__Instructions for the task__. Search the records below for the string "github", and report each line that contains it.

__Data supplied__.
PR #19453, opened 2025-12-09
[WFLY-21235] Upgrade Mojarra to 4.0.13 and 4.1.5

bstansberry:
https://issues.redhat.com/browse/WFLY-21235


jasondlee (approved):

rhusar (approved):
Excellent, I was going to ask them about the release, but didn't even get to that.

Verified that these contain my fix for the serialization isolation problem.

This will also resolve https://issues.redhat.com/browse/WFLY-21166

rhusar:
Thanks @bstansberry and @jasondlee 

I am merging this as we need more runs to verify this fixes the intermittent failures and we are working with a very limited time here before 39 release 👍🏼

PR #19454, opened 2025-12-09
[WFLY-21218] From the Jakarta WebSocket 2.2 specification section 6.2…

jamezp:
… only mentions scanning for classes with @ServerEndpoint and not classes with @ClientEndpoint. WildFly has been scanning for these endpoints and failing during deployment if an invalid endpoint is found. Instead of a breaking change of no longer scanning for endpoints, we'll do some simple validation and log a warning instead of failing for client endpoints.

https://issues.redhat.com/browse/WFLY-21218

### DIFF
--- a/undertow/src/main/java/org/wildfly/extension/undertow/deployment/UndertowJSRWebSocketDeploymentProcessor.java
+++ b/undertow/src/main/java/org/wildfly/extension/undertow/deployment/UndertowJSRWebSocketDeploymentProcessor.java
@@ -99,6 +99,16 @@ public class UndertowJSRWebSocketDeploymentProcessor implements DeploymentUnitPr
                 for (AnnotationInstance endpoint : clientEndpoints) {
                     if (endpoint.target() instanceof ClassInfo) {
                         ClassInfo clazz = (ClassInfo) endpoint.target();
+                        // Check for a default no-arg constructor as per the Jakarta WebSocket 2.2 specification
+                        // section 6.2. It only mentions scanning for classes with @ServerEndpoint and not classes
+                        // with @ClientEndpoint. However, we've been adding deployed client endpoints since this
+                        // specification was implemented in WildFly. If there is not a no-arg constructor, we'll
+                        // log a warning and not process the type.
+                        if (!clazz.hasNoArgsConstructor()) {
+                            UndertowLogger.ROOT_LOGGER.debugf("The client endpoint '%s' annotated with @ClientEndpoint does not have a no-arg constructor. " +
+                                    "The endpoint will not be available for use without manual instantiation.", clazz.name());
+                            continue;
+                        }
                         try {
                             Class<?> moduleClass = ClassLoadingUtils.loadClass(clazz.name().toString(), module);
                             if (!Modifier.isAbstract(moduleClass.getModifiers())) {


undertow/src/main/java/org/wildfly/extension/undertow/logging/UndertowLogger.java
```diff
@@ -429,4 +430,8 @@ public interface UndertowLogger extends BasicLogger {
     @Message(id = 111, value = "The annotation: '%s' will have no effect on Servlet: '%s'")
     void badAnnotationOnServlet(String annotation, String servlet);
 
+    @LogMessage(level = WARN)
```
bstansberry: As mentioned in Zulip, I think INFO. DEBUG can work too; I don't have a strong opinion. There can't be many of these cases or we'd have been getting reports of failures. So if someone adds one they might not be expecting us to register it like we do with the no-arg ones. Or maybe they will. So ???

NBD anyway as I'm pretty confident there won't be many cases of this getting logged.

undertow/src/main/java/org/wildfly/extension/undertow/logging/UndertowLogger.java
```diff
@@ -429,4 +430,8 @@ public interface UndertowLogger extends BasicLogger {
...
+    @Message(id = 112, value = "The client endpoint '%s' annotated with @ClientEndpoint does not have a no-arg constructor. This endpoint will be ignored.")
```
bstansberry: s/ignored/something else that better describes what won't happen/g

AIUI the class still exists and be used by the app; WF's just not doing something with it. The user reading this will have no idea what the thing logging this was trying to do.

bstansberry (changes requested):

jamezp:
This fix is somewhat for a TCK challenge https://github.com/jakartaee/websocket/issues/578. This is likely to get rejected due to the fact that the specification indicates we are not required to look for `@ClientEndpoint` annotated types. WildFly has scanned for these since Websocket was integrated into WildFly.

IMO the fact the TCK packages the an invalid class is wrong. Regardless of whether we should be scanning for annotated `@ClientEndpoint`'s, the spec packages a class that violates the [specification](https://github.com/jakartaee/websocket/issues/578):

> ## 4.2. @ClientEndpoint
> This class level annotation signifies that the Java class it decorates is to be deployed as a WebSocket client endpoint that will connect to a WebSocket endpoint residing on a WebSocket server. The class must have a public no-args constructor, and additionally may conform to one of the types listed in [Chapter 7](https://jakarta.ee/specifications/websocket/2.2/jakarta-websocket-spec-2.2#jakartaee).

For this reason, I've not added a test case for this.

bstansberry:
I put the 39.x label on this as it fixes a TCK problem. Any TCK fixes we have that seem safe I'd like to get into 39. This seems harmless.

undertow/src/main/java/org/wildfly/extension/undertow/logging/UndertowLogger.java
bstansberry: I'm unresolving this not because I consider it not resolved, but just to make this thread visible in thge GH UI. It's about a main discussion point for this.

The PR now logs at debug which is fine with me.

bstansberry (approved):
This LGTM but a review from @fl4via or @ropalka would be good.

The point about not adding a test because it would involve a class that violates the spec seems reasonable to me. We can always add one later if we see a need.

ropalka (approved):

rhusar:
Thanks @jamezp @bstansberry and @ropalka !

__Solution for this exercise__.
This fix is somewhat for a TCK challenge https://github.com/jakartaee/websocket/issues/578. This is likely to get rejected due to the fact that the specification indicates we are not required to look for `@ClientEndpoint` annotated types. WildFly has scanned for these since Websocket was integrated into WildFly.
IMO the fact the TCK packages the an invalid class is wrong. Regardless of whether we should be scanning for annotated `@ClientEndpoint`'s, the spec packages a class that violates the [specification](https://github.com/jakartaee/websocket/issues/578):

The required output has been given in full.